- [REQUIRED WORK] Extract every line from the records below that contains the word "test".

== Segment start ==

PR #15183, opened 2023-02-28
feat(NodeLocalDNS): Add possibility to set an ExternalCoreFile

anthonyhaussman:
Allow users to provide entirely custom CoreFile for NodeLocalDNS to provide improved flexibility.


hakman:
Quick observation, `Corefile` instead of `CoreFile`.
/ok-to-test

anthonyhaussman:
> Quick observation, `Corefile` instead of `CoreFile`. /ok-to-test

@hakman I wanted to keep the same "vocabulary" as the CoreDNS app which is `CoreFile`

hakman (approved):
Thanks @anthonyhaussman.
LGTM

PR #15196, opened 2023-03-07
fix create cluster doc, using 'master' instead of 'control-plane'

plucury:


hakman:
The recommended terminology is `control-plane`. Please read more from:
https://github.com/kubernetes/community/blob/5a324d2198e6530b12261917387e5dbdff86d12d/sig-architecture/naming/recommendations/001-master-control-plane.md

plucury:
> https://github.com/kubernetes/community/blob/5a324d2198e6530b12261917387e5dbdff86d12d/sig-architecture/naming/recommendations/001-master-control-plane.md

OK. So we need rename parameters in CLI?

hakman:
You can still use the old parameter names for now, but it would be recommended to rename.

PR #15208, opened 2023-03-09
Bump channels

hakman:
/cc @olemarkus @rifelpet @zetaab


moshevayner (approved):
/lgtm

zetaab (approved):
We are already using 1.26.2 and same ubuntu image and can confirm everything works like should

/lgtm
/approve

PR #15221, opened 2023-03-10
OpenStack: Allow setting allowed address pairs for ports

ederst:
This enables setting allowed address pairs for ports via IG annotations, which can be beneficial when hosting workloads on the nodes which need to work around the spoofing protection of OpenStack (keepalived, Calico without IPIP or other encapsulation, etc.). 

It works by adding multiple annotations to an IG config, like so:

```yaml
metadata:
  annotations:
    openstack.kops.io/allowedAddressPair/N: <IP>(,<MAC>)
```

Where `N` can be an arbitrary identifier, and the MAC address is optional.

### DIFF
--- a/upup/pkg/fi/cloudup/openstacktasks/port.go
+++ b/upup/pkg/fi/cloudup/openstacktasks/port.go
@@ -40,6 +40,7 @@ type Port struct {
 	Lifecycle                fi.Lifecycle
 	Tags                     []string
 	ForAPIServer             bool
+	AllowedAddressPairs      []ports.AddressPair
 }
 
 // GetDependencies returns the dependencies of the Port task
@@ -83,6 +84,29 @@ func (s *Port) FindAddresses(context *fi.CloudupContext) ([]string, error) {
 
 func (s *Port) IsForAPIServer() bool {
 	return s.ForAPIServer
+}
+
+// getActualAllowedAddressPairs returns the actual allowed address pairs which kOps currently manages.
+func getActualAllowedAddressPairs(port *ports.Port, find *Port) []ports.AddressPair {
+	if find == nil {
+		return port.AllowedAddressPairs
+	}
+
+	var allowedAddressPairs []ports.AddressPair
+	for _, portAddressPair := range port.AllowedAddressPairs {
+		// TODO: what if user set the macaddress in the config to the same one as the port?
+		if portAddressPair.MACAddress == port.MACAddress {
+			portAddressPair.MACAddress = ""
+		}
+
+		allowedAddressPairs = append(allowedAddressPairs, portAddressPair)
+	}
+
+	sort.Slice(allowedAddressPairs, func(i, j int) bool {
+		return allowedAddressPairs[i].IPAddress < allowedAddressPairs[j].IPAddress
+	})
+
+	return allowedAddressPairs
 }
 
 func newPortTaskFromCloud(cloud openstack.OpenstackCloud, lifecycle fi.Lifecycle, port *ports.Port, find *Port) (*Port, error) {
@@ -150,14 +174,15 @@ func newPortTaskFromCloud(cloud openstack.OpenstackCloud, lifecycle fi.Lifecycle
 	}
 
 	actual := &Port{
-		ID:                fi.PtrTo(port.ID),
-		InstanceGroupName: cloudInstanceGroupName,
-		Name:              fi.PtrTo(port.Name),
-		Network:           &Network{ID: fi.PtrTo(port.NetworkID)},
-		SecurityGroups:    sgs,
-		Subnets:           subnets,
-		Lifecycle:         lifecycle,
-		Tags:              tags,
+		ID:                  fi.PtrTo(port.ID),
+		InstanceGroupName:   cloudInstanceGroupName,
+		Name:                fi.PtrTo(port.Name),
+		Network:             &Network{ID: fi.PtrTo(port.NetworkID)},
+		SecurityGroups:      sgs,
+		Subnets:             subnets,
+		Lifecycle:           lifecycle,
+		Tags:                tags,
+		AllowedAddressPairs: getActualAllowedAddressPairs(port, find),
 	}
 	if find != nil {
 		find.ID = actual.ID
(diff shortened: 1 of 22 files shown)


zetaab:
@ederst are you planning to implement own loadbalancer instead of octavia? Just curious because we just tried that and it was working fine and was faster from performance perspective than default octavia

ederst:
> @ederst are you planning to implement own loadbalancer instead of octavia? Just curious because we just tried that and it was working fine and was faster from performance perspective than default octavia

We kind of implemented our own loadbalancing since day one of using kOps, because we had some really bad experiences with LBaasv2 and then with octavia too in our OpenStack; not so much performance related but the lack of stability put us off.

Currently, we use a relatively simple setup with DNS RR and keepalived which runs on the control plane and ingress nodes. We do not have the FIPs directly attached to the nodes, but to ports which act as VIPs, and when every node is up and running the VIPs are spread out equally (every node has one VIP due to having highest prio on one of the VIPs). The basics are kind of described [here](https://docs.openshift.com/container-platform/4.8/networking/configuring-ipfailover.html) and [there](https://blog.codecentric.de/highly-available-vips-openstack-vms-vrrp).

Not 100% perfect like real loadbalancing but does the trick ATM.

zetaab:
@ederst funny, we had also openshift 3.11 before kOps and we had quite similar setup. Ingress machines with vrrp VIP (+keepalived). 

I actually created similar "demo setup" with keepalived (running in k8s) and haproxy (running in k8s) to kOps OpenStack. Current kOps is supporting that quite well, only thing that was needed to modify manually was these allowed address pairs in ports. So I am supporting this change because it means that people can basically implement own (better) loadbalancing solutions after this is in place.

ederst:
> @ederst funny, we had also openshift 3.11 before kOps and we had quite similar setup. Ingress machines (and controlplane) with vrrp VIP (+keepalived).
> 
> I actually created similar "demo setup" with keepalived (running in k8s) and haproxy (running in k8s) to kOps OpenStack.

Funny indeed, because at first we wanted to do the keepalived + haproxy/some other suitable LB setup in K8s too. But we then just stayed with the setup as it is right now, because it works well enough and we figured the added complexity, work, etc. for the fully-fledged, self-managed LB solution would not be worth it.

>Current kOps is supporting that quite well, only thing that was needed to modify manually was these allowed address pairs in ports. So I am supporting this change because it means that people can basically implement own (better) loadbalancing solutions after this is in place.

== Segment end ==

- [RESPONSE TO THIS TASK]
/ok-to-test
> Quick observation, `Corefile` instead of `CoreFile`. /ok-to-test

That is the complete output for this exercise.